SAX, short forSimple API for XML, is a parsing API. SAX was the first widely adopted API for XML in Java, and later implemented in several other programming language environments. Starting with Firefox 2, a SAX parser is available to XUL applications and extensions. For more information, please see SAX homepage.

Quick start

The SAX parser functionality is available through the XML reader component. To create one, use the following code:

var xmlReader = Components.classes["@mozilla.org/saxparser/xmlreader;1"]
                          .createInstance(Components.interfaces.nsISAXXMLReader);

After you created the SAX parser, you need to set the handlers for the events you're interested in and fire off the parsing process. All functionality is available through the nsISAXXMLReader interface.

Set the handlers

Handlers are user-defined objects implementing SAX handler interfaces, depending on what kind of information they need to get from the parser. After the parsing process is started, handlers receive a series of callbacks for the content of XML being parsed.
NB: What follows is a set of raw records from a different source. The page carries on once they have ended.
PR #515, opened 2021-09-16
Html function outline

### LINKED ISSUE #68: feature: add side frame which shows functions outline for html output
when you click a foo.cpp to view its detailed coverage, you should keep scrolling down to the specified function you want to see.
just like that we can navigate to the specified function easily with a outline of functions in IDE like eclipse.
is it a reasonable feature?

Spacetown:
Add dropdown to jump to function in details view.

This PR also fixes the background of the function coverage in the file. The color was taken from the overall function coverage instead of the current file. See in the test `linked` where the coverage inside `subdir/B/main.cpp` was 100% but had the class `coverage-low` which is red.

Closes #68


gcovr/writer/html.py
```diff
@@ -405,6 +404,14 @@ def print_html_report(covdata, output_file, options):
 
         data['filename'] = cdata_fname[f]
 
+        # Only use demangled names (containing a brace)
+        data['function_names'] = sorted(
+            [
+                (f, cdata.functions[f].lineno)
+                for f in cdata.functions.keys() if ("(" in f) or (f == "main")
```
latk, line 411: I don't think demangled names have to contain a paren `()`. In particular, plain C function names will not contain one (since they aren't mangled to start with). So I would remove this filtering.

gcovr/templates/source_page.html
```diff
@@ -16,6 +16,31 @@
...
+        <script>
+          function gotoFunctionName () {
+            var menu = document.gotoFunctionName.selection;
+            if (menu.options[menu.selectedIndex].value != "") {
+              document.location.href = menu.options[menu.selectedIndex].value;
+              menu.selectedIndex = 0;
+            }
+          }
+          document.gotoFunctionName.selection.addEventListener('change', gotoFunctionName);
+        </script>
```
latk, line 40: We can't always use inline scripts, just like we can't always use inline CSS: the reports might be served from a HTTP server with an unsuitable Content Security Policy (CSP).

But I don't think we need any JavaScript – a list of links should be sufficient. The per-line branch coverage data uses a `<details>` element to create a popup without JS, maybe we can repurpose that here to save space.

So I think we could maybe replace this navigation tool by something like:

```html
<details>
  <summary>go to function</summary>
  <ul>
  {% for function_name in function_names %}
    <li><a href="#{{ function_name.1 }}">{{ function_name.0 }}</a></li>
  {% endfor %}
  </ul>
</details>
```

latk (commented):
Cool feature, but see comments.

Also, screenshots would really help to illustrate the feature :)

gcovr/templates/source_page.html
Spacetown: I'll check this.

gcovr/writer/html.py
Spacetown: Ok, now I see that in the test there is nearly all C++. I'll take a look into this. I added the filter because in clang we don't have the option `--demangle-names` and a name like e.g. `__Zx6foo5` isn't usable.

latk: I'd rather show a mangled name than accidentally hide valuable information. Separately from this PR, we can figure out a way to ensure as much demangling as possible. For example, using `_cxa_demangle()` function from libc++ if available, or piping through `c++filt` from GNU binutils or llvm-cxxfilt.

gcovr/templates/source_page.html
Spacetown: Done.

gcovr/templates/source_page.html
```diff
@@ -49,6 +49,17 @@
 {% endblock %}
 
 {% block content %}
+{% if function_names %}
+<details class="listOfFunctions">
+  <summary>List of functions</summary>
+  <ul>
+    {% for function_name in function_names %}
+    <li><a href="#{{ function_name.1 }}">{{ function_name.0 }}, line {{ function_name.1 }}</a></li>
```
latk, line 57: The link doesn't seem to work, it seems the line anchors are prefixed with a lowercase-L.

```suggestion
    <li><a href="#l{{ function_name.1 }}">{{ function_name.0 }}, line {{ function_name.1 }}</a></li>
```

gcovr/templates/style.details.css
```diff
@@ -82,6 +82,12 @@ pre
     margin-bottom: 0;
 }
 
+.listOfFunctions > ul > li > a
+{
+    text-decoration: none;
+    color: inherit;
```
latk, line 88: When removing the underline and characteristic blue text, the links need some other affordance to show that they are interactive elements. For example, the following adds a background colour on hover.

```css
.listOfFunctions a {
    text-decoration: none;
    color: inherit;
    transition: 0.3s;
    padding: 0 4px;
}

.listOfFunctions a:hover, .listOfFunctions a:focus {
    background: lightsteelblue;
}
```

Spacetown: I was also thinking about this. A background is even better than the underline. Should we add a icon via CSS after the link?

latk: what kind of icon would you suggest? Perhaps turning that list into a table that also shows the number of calls, and covered/uncovered status through the background color?

Spacetown: Something like this:
Bildschirmfoto 2021-09-19 um 12 11 40

Or a unicode character like her:
Bildschirmfoto 2021-09-19 um 12 13 09

latk: 🤔 any affordance would do, as long as it's clear that the function name is clickable. It makes sense to remove `text-decoration: underline` since it tends to conflict with underscores in function names, but one or more hints like blue text color, interactive background color or outline, or symbols are necessary. Of the suggested symbols I only dislike the “box with arrow pointing outward” since it suggests an external site. The “→” would optically clash with the bullet point from the list, but that can be fixed with a “list-style: none”.

Spacetown: I added a table with function level information. The rows have the same behavior as the toplevel filelist (alternating row colors and chanhing color on hover). What do you think about this?

Bildschirmfoto 2021-09-19 um 23 11 37

latk: Looks fine! There are some details I might change in a future PR, but I don't want to “bikeshed” the design so much that we never get around to releasing this improvement :)

It strikes me that this table would benefit greatly from linking call locations (perhaps as part of a separate PR) but I'm not sure how this can be done correctly as we can't know whether a function has internal linkage – there might be different functions with the same name in different compilation units. Call locations aren't yet represented in our coverage data model, but my new parser would make it easy to get this info.

Spacetown: Than  I'll update the test data.

latk (approved):
I didn't manage to fully review these changes, but I don't think the changes to the code will break anything. So I'd be happy to see this get merged.

PR #516, opened 2021-09-22
Add nox to run test and environment

Spacetown:
As suggested in #514 this PR replaces the makefile to run the quality test with nox.
[Nox](https://nox.thea.codes/en/stable/index.html) is configured with a `noxfile.py` where the tests are described. The needed modules for the test are installed in a test specific virtual environment. Because of this the requirement.txt files are removed, the user only need to install nox.

Also the mechanism if only a gcc instead of gcc-x is available (e.g. for GitHub actions running on Windows) is changed. Instead of copying the executable an additional environment variable `CC_REFERENCE` is introduced which is used in `test_gcovr.py` if it is defined.

The building of the wheel is also moved from the pipeline to the `noxfile.py` and the pipeline now uses nox for running `setup.py`. 

The `noxfile.py` also contains a list of black conform files. This files are checked with different options to abort if there are formatting errors. If a file is formated with black it should be added to the list. After all files are black conform the call should be changed.


noxfile.py
```diff
@@ -0,0 +1,279 @@
...
+        "sphinxcontrib-autoprogram==0.1.5 ; python_version=='3.6'",
+        "sphinxcontrib-autoprogram>=0.1.5 ; python_version>='3.7'",
+    )
+    session.install("-e", ".")
+    session.run("bash", "-c", "cd doc && make html O=-W", external=True)
+
+
+@nox.session
+def tests(session: "nox.session") -> None:
+    session_id = "tests_version({})".format(GCC_VERSION2USE)
```
latk, line 99: All uses of `"".format()` can be replaced by `f""`-strings.

noxfile.py
```diff
@@ -0,0 +1,279 @@
...
+    session.install("-e", ".")
+    set_environment(session, version)
+    session.log("Print tool versions")
+    session.run("python", "--version")
+    session.run(session.env["CC"], "--version", external=True)
+    session.run(session.env["CXX"], "--version", external=True)
+    session.run(
+        session.env["GCOV"].replace(" gcov", "")
+        if "llvm-cov" in session.env["GCOV"]
+        else session.env["GCOV"],
```
latk, line 136: What does this do? I don't understand. Is this trying to un-shellquote the command? In `gcov.py`, we use `shlex.split()` for that purpose. Alternatively, we could yolo it and `run("sh", "-c", f"{session.env['GCOV']} --version")`

noxfile.py
```diff
@@ -0,0 +1,279 @@
...
+    session.run("twine", "check", "dist/*", external=True)
+
+
+@nox.session
+def upload_wheel(session: "nox.session") -> None:
+    session.install("twine")
+    session.run("twine", "upload", "dist/*", external=True)
+
+
+def docker_container_id(version: str) -> None:
```
latk, line 163:
```suggestion
def docker_container_id(version: str) -> str:
```

noxfile.py
```diff
@@ -0,0 +1,279 @@
...
+@nox.session
+def tests_all_versions(session: "nox.session") -> None:
+    for version in GCC_VERSIONS:
+        session_id = "tests_version({})".format(version)
+        session.log("Notify session {}".format(session_id))
+        session.notify(session_id)
+
+
+@nox.session
+@nox.parametrize("version", [nox.param(v, id=v) for v in GCC_VERSIONS])
```
latk, line 113: This Noxfile uses the concept of a “version” a lot. I think talking about a `compiler` might be less confusing than a `version`, since the version could also refer to the gcovr or Python version.

noxfile.py
```diff
@@ -0,0 +1,279 @@
...
+    session.run("twine", "upload", "dist/*", external=True)
+
+
+def docker_container_id(version: str) -> None:
+    return "gcovr-qa-{}".format(version)
+
+
+@nox.session
+def docker_qa_build(session: "nox.session") -> None:
+    session_id = "docker_qa__build_version({})".format(GCC_VERSION2USE)
```
latk, line 169: Typo:

```suggestion
    session_id = "docker_qa_build_version({})".format(GCC_VERSION2USE)
```

noxfile.py
```diff
@@ -0,0 +1,279 @@
...
+
+
+@nox.session
+@nox.parametrize("version", [nox.param(v, id=v) for v in GCC_VERSIONS])
+def docker_qa_build_version(session: "nox.session", version: str) -> None:
+    set_environment(session, version, False)
+    session.run(
+        "bash",
+        "-c",
+        " ".join(
```
latk, line 189: Doesn't need bash. The shell interpolation for the `CC` and `CXX` variables can be done in Python.

noxfile.py
```diff
@@ -0,0 +1,279 @@
...
+
+
+@nox.session
+@nox.parametrize("version", [nox.param(v, id=v) for v in GCC_VERSIONS])
+def docker_qa_run_version(session: "nox.session", version: str) -> None:
+    set_environment(session, version, False)
+    session.run(
+        "bash",
+        "-c",
+        " ".join(
```
latk, line 232: Doesn't need bash, see above.

noxfile.py
```diff
@@ -0,0 +1,279 @@
...
+            [
+                "docker",
+                "run",
+                "--rm",
+                "-e",
+                "TESTOPTS",
```
latk, line 238: No TESTOPTS variable exists. Instead, we should probably stick posargs into an environment variable, pass it to the container like this, and then manually pass it to Nox' posargs in the Dockerfile.

noxfile.py
```diff
@@ -0,0 +1,279 @@
...
+
+
+@nox.session
+def docker_qa(session: "nox.session") -> None:
+    session_id = "docker_qa_build_version({})".format(GCC_VERSION2USE)
+    session.log("Notify session {}".format(session_id))
+    session.notify(session_id)
+    session_id = "docker_qa_run_version({})".format(GCC_VERSION2USE)
+    session.log("Notify session {}".format(session_id))
+    session.notify(session_id)
```
latk, line 257: Could simplify to `session.notify("docker_qa_version({GCC_VERSION2USE})")`

noxfile.py
```diff
@@ -0,0 +1,279 @@
...
+
+@nox.session
+def docker_qa_all_versions(session: "nox.session") -> None:
+    for version in GCC_VERSIONS:
+        session_id = "docker_qa_build_version({})".format(version)
+        session.log("Notify session {}".format(session_id))
+        session.notify(session_id)
+        session_id = "docker_qa_run_version({})".format(version)
+        session.log("Notify session {}".format(session_id))
+        session.notify(session_id)
```
latk, line 268: Can replace loop contents with `session.notify("docker_qa_version({version})")`

requirements.txt
```diff
@@ -1,13 +0,0 @@
...
-coverage
-flake8
-jinja2
-lxml
-pygments == 2.7.4
-pytest
-pytest-cov
-twine
-wheel
-yaxmldiff
```
latk, line 13: I'd have a preference for keeping the requirements.txt file as it is machine-readable and may assist with other tools. E.g. I install library dependencies (jinja2, lxml, pygments, pytest, yaxmldiff) in a development virtualenv so that my editor can provide autocomplete. But all the tools (black, cmake, codecov, coverage, flake8, pytest-cov, twine, wheel) can be managed via Nox.

latk (commented):
This is a great improvement – doing string manipulation in Make was getting totally out of hand. But it's interesting how different Nox' push-style notifications are from Make's pull-style dependencies.

Anyway, I have lots of comments. Including some errors, particularly about the `TEST_OPTS` variable that has been removed (good!) but not completely.

At some point, the administration tasks like adding copyright headers or the release-check could also be Noxified/Pythonized like this.

.github/workflows/test.yml
```diff
@@ -130,31 +129,21 @@ jobs:
...
       run: |
-        make lint
+        python3 -m nox --non-interactive --session lint
     - name: Check format of files
       if: ${{ ( matrix.python-version != 'pypy3' ) }}
       # Currently fail of this job is OK.
       continue-on-error: true
       run: |
-        make check-format
+        python -m nox --non-interactive --session black
```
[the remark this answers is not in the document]
Spacetown: Yes here should python3 be used.
Why don't use nox directly? Which nox is used if python2.7 and python3 is installed?

CONTRIBUTING.rst
```diff
@@ -240,28 +230,29 @@ are in ``gcovr.generator.html`` and respective modules.
...
    - unit tests in ``gcovr/tests``
    - integration tests in ``gcovr/tests``
    - documentation examples in ``doc/examples``
 
-- documentation build (``make doc``)
+- documentation build (``python3 -m nox --session doc``)
 
 The tests are in the ``gcovr/tests`` directory.
-You can run the tests with ``make test`` or ``python3 -m pytest -- gcovr doc/examples``.
+You can run the tests with ``python3 -m nox --session tests_version($CC)``.
```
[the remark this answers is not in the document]
Spacetown: Yes, this was the intention but we can document `tests` also as the first choice.

.github/workflows/test.yml
```diff
@@ -105,8 +105,7 @@ jobs:
     - name: Setup environment
       run: |
         echo "USE_COVERAGE=${{ ( ( matrix.os == 'windows-2019' ) && ( matrix.python-version == '3.7' ) ) || ( ( matrix.os == 'ubuntu-18.04' ) && ( matrix.gcc == 'gcc-6' ) && ( matrix.python-version == '3.8' ) ) }}" >> $GITHUB_ENV
-        echo "CC=${{ matrix.gcc }}" >> $GITHUB_ENV
-        echo "PYTHON=python" >> $GITHUB_ENV
+        echo "TEST_OPTS=--archive_differences" >> $GITHUB_ENV
```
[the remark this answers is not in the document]
Spacetown: The first implementation was only configurable by environment variables. I'll change this to positional arguments.

.github/workflows/test.yml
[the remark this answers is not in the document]
latk: We no longer install Python 2 in the GH Actions so that might not be a concern any more. But I'm not sure if we're using the `python3 -m` style invocation due to some Windows issues.

CONTRIBUTING.rst
```diff
@@ -308,34 +299,38 @@ Each Makefile contains the following targets:
...
+``TEST_OPTS``. Run all tests after each change is a bit slow, therefore you can
+limit the tests to a specific test file, example project, or output format.
 For example:
 
 .. code:: bash
 
     # run only XML tests
-    make test TEST_OPTS="-k 'xml'"
+    export TEST_OPTS="-k 'xml'"
+    python3 -m nox --session tests
```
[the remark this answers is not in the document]
Spacetown: Yes, I'll update the docs.

doc/requirements.txt
```diff
@@ -1,4 +0,0 @@
-sphinx
-sphinx_rtd_theme
-sphinxcontrib-autoprogram == 0.1.5 ; python_version == "3.6"
-sphinxcontrib-autoprogram >= 0.1.5 ; python_version >= "3.7"
```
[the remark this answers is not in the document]
Spacetown: Ok. I'll do it this way.

noxfile.py
```diff
@@ -0,0 +1,279 @@
...
+    "noxfile.py",
+    "gcovr/gcov.py",
+    "gcovr/gcov_parser.py",
+]
+
+nox.options.sessions = [
+    "qa",
+    "lint",
+    "doc",
+    "tests_version({})".format(GCC_VERSION2USE),
```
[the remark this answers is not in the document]
Spacetown: The qa was introduced because it was also available in the makefile but we can remove it here.

noxfile.py
```diff
@@ -0,0 +1,279 @@
...
+    session.env["GCOVR_TEST_SUITE"] = "1"
+    session.env["CC"] = cc
+    session.env["CFLAGS"] = "--this_flag_does_not_exist"
+    session.env["CXX"] = cxx
+    session.env["CXXFLAGS"] = "--this_flag_does_not_exist"
+    session.env["GCOV"] = gcov
+
+
+@nox.session
+def qa(session: "nox.session") -> None:
```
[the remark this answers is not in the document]
Spacetown: Ok.

noxfile.py
```diff
@@ -0,0 +1,279 @@
...
+    for session_id in nox.options.sessions:
+        session.log("Notify session {}".format(session_id))
+        session.notify(session_id)
+
+
+@nox.session
+def lint(session: "nox.session") -> None:
+    session.install("flake8")
+    if platform.python_implementation() == "CPython":
+        session.install("black")
```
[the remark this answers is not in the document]
Spacetown: I'll add a comment to the black issue.

noxfile.py
```diff
@@ -0,0 +1,279 @@
...
+            )
+            session.run("python", "-m", "black", "--diff", *DEFAULT_TEST_DIRECTORIES)
+    else:
+        session.log(
+            f"Skip black because of platform {platform.python_implementation()}."
+        )
+
+
+@nox.session
+def black(session: "nox.session") -> None:
```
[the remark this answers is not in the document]
Spacetown: Ok. I'll add a documentation (https://nox.thea.codes/en/stable/config.html#session-description).

noxfile.py
```diff
@@ -0,0 +1,279 @@
...
+    session.run("python", "-m", "black", *args)
+
+
+@nox.session
+def doc(session: "nox.session") -> None:
+    session.install(
+        "sphinx",
+        "sphinx_rtd_theme",
+        "sphinxcontrib-autoprogram==0.1.5 ; python_version=='3.6'",
+        "sphinxcontrib-autoprogram>=0.1.5 ; python_version>='3.7'",
```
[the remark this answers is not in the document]
Spacetown: Ok.

noxfile.py
```diff
@@ -0,0 +1,279 @@
...
+    )
+    session.install("-e", ".")
+    session.run("bash", "-c", "cd doc && make html O=-W", external=True)
```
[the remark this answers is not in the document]
Spacetown: Ok.

noxfile.py
Spacetown: I'll do this.

noxfile.py
Spacetown: Is the result of `llvm-cov gcov --version` the same as from `gcov --version`. If yes, than this isn't needed. I'll check this.

noxfile.py
Spacetown: Ok.

noxfile.py
Spacetown: Ok, I'll rename this.

noxfile.py
Spacetown: Ok.

noxfile.py
Spacetown: I'll change this.

noxfile.py
Spacetown: Dito.

noxfile.py
```diff
@@ -0,0 +1,279 @@
...
+
+
+@nox.session
+def upload_wheel(session: "nox.session") -> None:
+    session.install("twine")
+    session.run("twine", "upload", "dist/*", external=True)
+
+
+def docker_container_id(version: str) -> None:
+    return "gcovr-qa-{}".format(version)
```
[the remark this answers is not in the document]
Spacetown: This was removed by accident.

noxfile.py
Spacetown: As f-string?

latk: err, right, sorry.

noxfile.py
Spacetown: You're right.

requirements.txt
Spacetown: Ok. Should the dependencies in nox be installed via the requirements.txt?

latk: Hmm, on second thought jinja2, lxml, and pygments will already be pulled in by `pip install -e .` which is part of the developer setup instructions, and also part of the Nox session doing testing. So my argument would only affect pytest and yaxmldiff, the latter of which is practically irrelevant.

In that case, leaving everything as it currently is might be OK.

.github/workflows/test.yml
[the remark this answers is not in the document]
Spacetown: On my MAC there is also a python installed:
```
python --version
Python 2.7.18 
```
But I see that no pip is available for installing nox.
I'll first fix the python to python3 and can check to use nox directly afterwards.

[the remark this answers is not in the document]
Spacetown: Changed to nox.

.github/workflows/test.yml
```diff
@@ -130,31 +128,21 @@ jobs:
...
-    - name: Cache pip
-      uses: actions/cache@v2
-      with:
-        # This path is specific to Ubuntu
-        path: ~/.cache/pip
-        # Look to see if there is a cache hit for the corresponding requirements file
-        key: ${{ runner.os }}-pip-${{ hashFiles('requirements.txt', 'doc/requirements.txt') }}
-        restore-keys: |
-          ${{ runner.os }}-pip-
-          ${{ runner.os }}-
```
latk, line 142: Is it OK to stop caching the packages? Or is it no longer reasonably possible to store the cache since the packages are now partially controlled via the Noxfile?

CONTRIBUTING.rst
```diff
@@ -240,28 +230,32 @@ are in ``gcovr.generator.html`` and respective modules.
...
    - integration tests in ``gcovr/tests``
    - documentation examples in ``doc/examples``
 
-- documentation build (``make doc``)
+- documentation build (``python3 -m nox --session doc``)
 
 The tests are in the ``gcovr/tests`` directory.
-You can run the tests with ``make test`` or ``python3 -m pytest -- gcovr doc/examples``.
+You can run the tests with ``python3 -m nox --session tests``
+for the default GCC version (used from environment ``CC``iv availabele, else gcc-5.
```
latk, line 247: Typos. I think phrasing it like this is clearer:

```suggestion
for the default GCC version (specified via ``CC`` environment variable, defaults to gcc-5).
```

admin/Dockerfile.qa
```diff
@@ -30,6 +27,6 @@ USER docker:docker
 # Unicode is necessary for some tools like "black" to work.
 ENV LC_ALL=C.UTF-8 LANG=C.UTF-8
 
-CMD ( echo docker | sudo -S -p "Running pip with sudo" $PYTHON -m pip install -e . ) && \
-  ( echo docker | sudo -S -p "Running chmod with sudo" chown -R docker:docker /gcovr ) && \
-  make qa
+CMD ( echo docker | sudo -S -p "Running chmod with sudo..." chown -R docker:docker /gcovr/gcovr ) && \
+  echo "\ndone\nStarting test..." && \
+  python3 -m nox --envdir /tmp/envs --non-interactive
```
latk, line 32: This will prevent caching of the Nox environments – each time the container runs, it will get a new tmp, and force all dependencies to be downloaded anew. This is going to be especially noticeable for the sizeable packages like cmake which weighs about 20MB.

But I understand that there might be clashes if the envs have the same names as the hosts's envs. Could we avoid this by using `--envdir ./.nox-containerized` instead?

doc/README.txt
```diff
@@ -3,7 +3,7 @@ sphinx.
 
 The necessary python packages have to be installed, e.g. with pip:
 
-    pip install -r requirements.txt
+    pip install nox
```
latk, line 6: This README refers to building the docs. For that, installing that directory's `requirements.txt` is in fact required. However, we could add a note that most of the time calling the top-level `nox -s doc` will be sufficient.

noxfile.py
```diff
@@ -0,0 +1,279 @@
...
+        session.install("black")
+    if session.posargs:
+        args = session.posargs
+    else:
+        args = DEFAULT_TEST_DIRECTORIES
+    session.run("flake8", *args)
+
+    if platform.python_implementation() == "CPython":
+        if session.posargs:
+            session.run("python", "-m", "black", *session.posargs)
```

The following handlers are available:

Interface Purpose
nsISAXContentHandler Receive notification of the logical content of a document (e.g. elements, attributes, whitespace, and processing instructions).
nsISAXDTDHandler Receive notification of basic DTD-related events.
nsISAXErrorHandler Receive notification of errors in the input stream.
nsISAXLexicalHandler SAX2 extension handler for lexical events (e.g. comment and CDATA nodes, DTD declarations, and entities).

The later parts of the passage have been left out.